When we say that specifying \(P\) and \(V\) is sufficient to specify the state of a system on a particular Gibbsian manifold, we mean that any state function, \(M\), must be uniquely specified when \(P\) and \(V\) are specified; a single-valued function, \(M\left(P,V\right)\), must exist. Conversely, if for any choice of \(M\) in any system, \(M\left(P,V\right)\) is not single-valued,\(\ P\) and \(V\) are not always a sufficient set. In §6, we see how to find the total differential, \[dM={\left(\frac{\partial M}{\partial P}\right)}_VdP+{\left(\frac{\partial M}{\partial V}\right)}_PdV \nonumber \]
It might seem that this is sufficient to ensure that specifying P and V always enables us to find \(M\left(P,V\right)\) relative to its value in an initial reference state \(M\left(P_1,V_1\right)\). To do so, we need only evaluate \(dM\) as a line integral along some reversible path that leads from \(\left(P_1,V_1\right)\) to \(\left(P_2,V_2\right)\). However, we can evaluate this line integral only if both of the partial derivatives can be integrated. If one of the partial derivatives is undefined along any path that connects \(\left(P_1,V_1\right)\) to \(\left(P_2,V_2\right)\), we cannot find \(M\left(P,V\right)\) by this method.

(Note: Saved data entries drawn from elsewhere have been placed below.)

PR #781, opened 2018-08-22
Display concept types for search

### LINKED ISSUE #776: Concept type not mentioned in enter search results
Concept type is not mentioned in enter search results. In ontologies where there are several concept types this information would be useful. In domain ontologies which are linked to general ontologies (such as JUHO, which is linked to YSO) this information is crucial. At the moment, enter search does not show whether a given concept is a domain ontology concept or a general ontology concept. This information may be inferred from the concept's URI, but not in all cases. And as far as I know, URI name space isn't exactly meant for indicating concept types.

See also: https://github.com/NatLibFi/Skosmos/issues/546

kinow:
Add concept types for search results. Icon edited from https://feathericons.com/, but happy to edit the commit and replace by another icon if necessary (due to colour, size, license, etc).

Closes #776


osma:
Thanks, looks very promising! But a couple of issues:

1. I tried this with YSO, which has two rdf:types for some concepts, and for some reason one of them shows up empty:

skosmos-type

The other one shows up as skos:Concept, which is not ideal, it would be better to translate it to "Concept" (in English, or the corresponding term in the current UI language).

Replacing `{{ concepttype }}` with `{{ concepttype | trans }}` in search-results.twig should handle the translation, but currently the results are a bit funny for the first type which is returned as the empty string, resulting in a translation with POT file metadata. So the empty type problem has to be fixed first, then the translations should work just by adding `| trans`.

2. Regarding the icon - the feather icons are nice, and the MIT license they use is of course very liberal, but still using them would add another dependency, i.e. a new source that must be credited. So it would be better to just draw an icon from scratch, or use a CC0 icon (for example one from Iconmonstr.com) that doesn't require attribution.

osma:
Sorry, I mixed up things, Iconmonstr isn't actually CC0. Their license prohibits e.g. redistribution. So maybe not ideal here.

kinow:
Will take a look with more calm tomorrow. But a quick analysis today (last thing before going to bed, so might have missed a few things), I've found that:

* The other concept is actually a `NULL`, while the one being displayed is a valid string... no idea why the query returned a `NULL`... I checked the yso.ttl, and the types Concept & Hierarchy are correctly set up.

* Not displaying skos:Concept and showing the right translation instead sounds like a good idea. But both `{% trans concepttype %}` and `{{ concepttype | trans }}` resulted in:

image

Which honestly makes no sense right now :confused: 

* The icons from iconmonstr are amazing! So that's where you get the icons from? Bookmarked, and will update the PR again before the weekend.

Thanks!!!

kinow:
Hi @osma ,

Sorry, reading again I understood - finally - that I can't use those icons. Such a shame, because they look good IMO! :)

>I think it would be best to draw a custom icon. I can get someone to do that if necessary. You can concentrate on the code :)

That'd be great!

>By the way, the concept page already shows the type of concept (unless it's just skos:Concept). Maybe you can reuse that code?

Thanks for that! Now I can confirm my suspicion. The query doesn't have the prefix for `ysa-meta`, so it returns a resource with URI (i.e. instead of ysa-meta:Hierarchy, it's something like <http://...ysa-meta/Hierarchy> or so).

The code in this pull request worked with skos:Concept by luck. The "events and action" concept is of type skos:Concept and <ysa-meta:Hierarchy>.

Looks like the concept page has some checks for that already in place. I copied the part that prints the type, and it works out of the box, just with the incorrect layout.

Let me see if I can use the code from that page here then. Great idea @osma (as always).

Thanks!

kinow:
image

kinow:
Tried to simplify the code from the concept page. Hopefully didn't simplify it too much. It should display the same text from the concepts page.

joelit:
Yeah, I thought it was simpler to create a new PR than to push the changes to your branch.

kinow:
Not a problem for me @joelit , happy to close this one once #827 gets merged :-)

Let us consider a closed reversible system that consists of one mole of liquid water. At ordinary pressures, the density of liquid water is not a monotonic function of temperature. At one atmosphere, the density of liquid water reaches a maximum at 4 C. Therefore, at a pressure of one atmosphere, the molar volume of water is a minimum at 4 C, as indicated in Figure 2. This means that, at one atmosphere and a range of volumes, liquid water can be at either of two temperatures for specified values of \(P\) and \(\overline{V}\). Therefore, specifying \(P\) and \(\overline{V}\) does not specify \(T\); temperature is not a single-valued function of pressure and volume; we cannot uniquely express the temperature as the required function \(T=T\left(P,\overline{V}\right)\). Moreover, because the density has a maximum, we have
\[{\left(\frac{\partial \overline{V}}{\partial T}\right)}_P=0 \nonumber \]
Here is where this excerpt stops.